Isso sugere que tal comportamento é generalizado entre as aves, incluindo patos, aves de rapina, gaivotas, cormorões e muitos pássaros canoros. Ficamos surpresos ao descobrir que as primeiras observações foram feitas na década de 1830. Identificamos o plástico como o tipo de material mais importante, mas também encontramos evidências de tecido, papel, metal e muito mais.
Alguns pássaros estão fazendo isso intencionalmente
Para testar várias hipóteses que poderiam explicar esse interessante comportamento, usamos modelos estatísticos que examinaram se o uso de materiais antrópicos nos ninhos estava relacionado à biologia das espécies. Descobrimos que o plástico e outros produtos feitos pelo homem eram mais prováveis de serem encontrados em ninhos de espécies com maiores diferenças de tamanho corporal entre machos e fêmeas, e naqueles que constroem ninhos abobadados complexos. Ambas as descobertas apoiaram a ideia de que os materiais dos ninhos sinalizam a qualidade dos adultos reprodutores e implicariam que os materiais feitos pelo homem estão sendo incluídos nos ninhos intencionalmente – os pássaros estão se exibindo.

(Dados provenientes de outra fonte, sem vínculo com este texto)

PR #202, opened 2023-05-19
Fixed Objective-C + added C runtime example

gyrovorbis:
Objective-C support has been incomplete and downright broken in KOS. BlueCrab has done a good job providing the initial patchwork for the threading required to use it; however, it doesn't actually work and we have no examples... I've been working with Andrew Apperly to port the Apple Foundation framework to DC using GNUStep-base, and we encountered some toolchain-level issues, which I will be addressing. 

Firstly there's a terrible bug in the Makefile within the libobjc folder, where there `install-strip` target was never actually implemented... meaning if you enabled objective-c as a language when building GCC, you would build it, then never actually install it, building it for nothing.. 

Secondly, there are no examples for using it at all or any validation we can use to ensure libobjc works properly with our toolchains. I'm adding a small example using the libobjc runtime only.

NOTE: Without the Foundation framework, Objective-C is pretty boring and lacks a lot of the functionality typically expected of the language, such as NSObject, NSString, etc. We're working on that... :)

- Added ObjC + ObjC++ Makefile rules
- Modified GCC patches to implement an `install-strip` rule for libobjc
- added an example that dynamically creates a class and calls a method using only the Objective-C runtime API (libobjc)

EDIT: Verified to work with legacy, stable, and testing toolchains!

### DIFF
--- a/doc/CHANGELOG
+++ b/doc/CHANGELOG
@@ -170,6 +170,7 @@ KallistiOS version 2.1.0 -----------------------------------------------
 - DC  Removed cooperative threading mode -- threading is always preemptive [DH]
 - DC  Added early user init function [PC]
 - *** Added Objective-C example testing/demonstrating C Runtime [FG]
+- *** Updated Objective-C examples to include more thorough testing of the runtime aspects of the language [Andrew Apperley == AA]
 
 KallistiOS version 2.0.0 -----------------------------------------------
 - DC  Broadband Adapter driver fixes [Megan Potter == MP]
--- a/doc/CHANGELOG
+++ b/doc/CHANGELOG
@@ -169,6 +169,7 @@ KallistiOS version 2.1.0 -----------------------------------------------
 - DC  Cleaned up asic functions and corrected potential bugs [DH]
 - DC  Removed cooperative threading mode -- threading is always preemptive [DH]
 - DC  Added early user init function [PC]
+- *** Added Objective-C example testing/demonstrating C Runtime [FG]
 
 KallistiOS version 2.0.0 -----------------------------------------------
 - DC  Broadband Adapter driver fixes [Megan Potter == MP]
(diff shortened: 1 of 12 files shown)


andrewapperley (approved):

gyrovorbis:
@andrewapperley Here is the guy who has gone through hell helping me port GNUStep's `libs-base` to DC as our implementation of Apple's "Foundation" framework, btw, which is the main low-level core stdlib for all of ObjC's power, and is what ObjC developers typically rely on.

We still have some issues with it, but we're working through them. Excited to have it on DC, because it's actually one of the most powerful standard libraries I've ever seen, encompassing a WHOLE lot of stuff. We've also successfully mixed it with modern C++20 using Objective-C++ as well... lots and lots of power. lol.

examples/dreamcast/objc/runtime/runtime.m
```diff
@@ -0,0 +1,123 @@
...
+    printIVarsForPerson(person2);
+    printf("Person iVars End:: \n");
+    fflush(stdout);
+
+    if (!person1.bestFriend) {
+        return EXIT_FAILURE;
+    }
+
+    return EXIT_SUCCESS;
+}
```
darcagn, line 123: _knock, knock_
It's the newline police. Open up!

doc/CHANGELOG
```diff
@@ -169,6 +169,8 @@ KallistiOS version 2.1.0 -----------------------------------------------
 - DC  Cleaned up asic functions and corrected potential bugs [DH]
 - DC  Removed cooperative threading mode -- threading is always preemptive [DH]
 - DC  Added early user init function [PC]
+- *** Added Objective-C example testing/demonstrating C Runtime [FG]
+- *** Updated Objective-C examples to include more thorough testing of the runtime aspects of the language [Andrew Apperley == AA]
```
ljsebald, line 173: This line is too long. Wrap it at 80 characters.

gyrovorbis: @andrewapperley I got it, but take note!!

Embora não em um contexto de nidificação, algum suporte para essas descobertas vem dos pássaros-arquitetos da Nova Guiné e da Austrália. Os machos agora usam itens feitos pelo homem em seus caramanchões (uma estrutura especialmente construída) para cortejar as fêmeas, demonstrando sua “qualidade” como parceiras em potencial.

Luke Shelley / obturador
Inesperadamente, nem quanto tempo uma espécie vive, nem se um ninho foi construído em novos habitats feitos pelo homem, parecia explicar a presença de tais materiais nos ninhos. Parece que a experiência não favorece o uso de plásticos e outros materiais nos ninhos. Também não encontramos linhagens evolutivas separadas e distintas que usem preferencialmente materiais feitos pelo homem em ninhos, sugerindo que muitas outras espécies de aves podem ter o potencial para fazê-lo.
Qual o proximo?
Muitos pássaros, incluindo aves de rapina, gaivotas e pombos, são adaptados à cidade e se reproduzem com sucesso em paisagens urbanas onde materiais feitos pelo homem estão prontamente disponíveis. A medida em que as aves se adaptam a ambientes poluídos permanece subestimada porque um estudo como o nosso é tão bom quanto os dados disponíveis. Encorajamos os pesquisadores a coletar dados de ninhos de muitas outras espécies, mas de maneira padronizada para permitir comparações sólidas entre estudos e espécies.
De todas as espécies animais, as aves talvez estejam em melhor posição como “bioindicadores” de poluição ambiental. Nenhum de nós quer que animais selvagens sejam forçados a interagir com materiais feitos pelo homem, é claro. Mas essas adaptações comportamentais pelo menos fornecem a nós, ornitólogos, uma oportunidade maravilhosa de monitorar um ambiente em mudança.